100D’autres ouvrages, comme celui du Père Étienne Binet qui s’intitule, Consolation et resjouissance pour les malades et personnes affligées[82], sont bien connus et sont de nombreuses fois réédités. En effet, l’eschatologie chrétienne dans sa plus stricte tradition appelle moins la résignation que la réjouissance face à la mort, rejoignant la pensée de saint François de Sales dans l’Introduction à la vie dévote, lorsqu’il dit : « Rendez-moi cette heure heureuse et favorable » [83].

101Toutefois, ces écrits donnent assez peu de témoignages sur des manifestations de joie ou d’extase à l’approche de la mort. L’homme évoque essentiellement les actes de dévotion et de résignation de son épouse lors d’un combat ultime aux abords mystérieux dont il est le simple spectateur. Isaac Meissonnier y fait allusion cependant, mais semblerait presque s’en étonner.

102

(1669) Elle « y prenoit un singulier plaisir, et le remercioit. Ses dernières paroles furent toutes saintes et religieuses, vrais indices de sa foy et espérence, disant : « Je crois que Jésus Christ est mort pour mes offences et est ressuscité pour ma justification », expirant peu de temps après doucement et tranquillemant à la grande edification des assistans, remettant son ame entre les mains de Dieu son fidèle Créateur et Conservateur, par-devers lequel elle se repose de ses travaux et ses œuvres l’ont suivie » [84].

103Le notaire Étienne Borrelly semble évoquer également les sentiments de félicité qu’aurait éprouvés son épouse au moment de son départ :

104

(1683) « S’estoit une bonne âme, elle se confessoit et communioit tous les samedis, estant morte très bien résolue et regardant la mort avec joye. Tous les religieux qui venoient la voir estoient ravis de voir une telle constance » [85].

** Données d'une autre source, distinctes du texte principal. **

PR #11779, opened 2025-09-28
feat(mf): inject remoteInfos to support lazy compilation

2heal1:
## Summary

Inject remotesInfos into `__webpack_require__.federation.bundlerRuntimeOptions.remotes` to help MF support lazy compilation . 

MF will update the remote chunkMapping and moduleMap with the updated module data . And it needs the `remotesInfos` which is generated at first build, so we need to inject it into bundler runtime to store it .

## Related links
https://github.com/module-federation/core/pull/4095

## Checklist

### DIFF
--- a/packages/rspack/src/runtime/moduleFederationDefaultRuntime.js
+++ b/packages/rspack/src/runtime/moduleFederationDefaultRuntime.js
@@ -161,6 +161,11 @@ module.exports = function () {
 		);
 		early(
 			__webpack_require__.federation.bundlerRuntimeOptions.remotes,
+			"remoteInfos",
+			() => __module_federation_remote_infos__
+		);
+		early(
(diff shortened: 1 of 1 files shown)


2heal1:
I will update the official MF version if the main logic is acceptable

packages/rspack/src/container/ModuleFederationPlugin.ts
```diff
@@ -40,6 +41,24 @@ export class ModuleFederationPlugin {
 			...this._options,
 			enhanced: true
 		}).apply(compiler);
+
+		// inject ensureChunkHandlers if enable lazy compilation
+		if (compiler.options.lazyCompilation && this._options.remotes) {
```
ahabhgk: Why inject runtime here? runtime should correctly injected automatically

Épouses, saintes et martyres

105Les agonies les plus lentes et les plus douloureuses sont comparées, par les images et le vocabulaire employés, aux supplices du Christ et des saints martyrs. La longue description des agonies des épouses les élève, dans l’imagerie des représentations familiales, au rang de saintes et martyres :

106

(1667) « La pauvre femme avoit demeuré quelque douze ans dans une paralisie, laquelle dans ce temps elle a souffert bien des douleurs, et pourtant elle prenoit la souffrance pour l’amour de Dieu ; elle est morte comme une martire. Prié le bon Dieu que il aie reçu son âme en son saint Paradis » [86].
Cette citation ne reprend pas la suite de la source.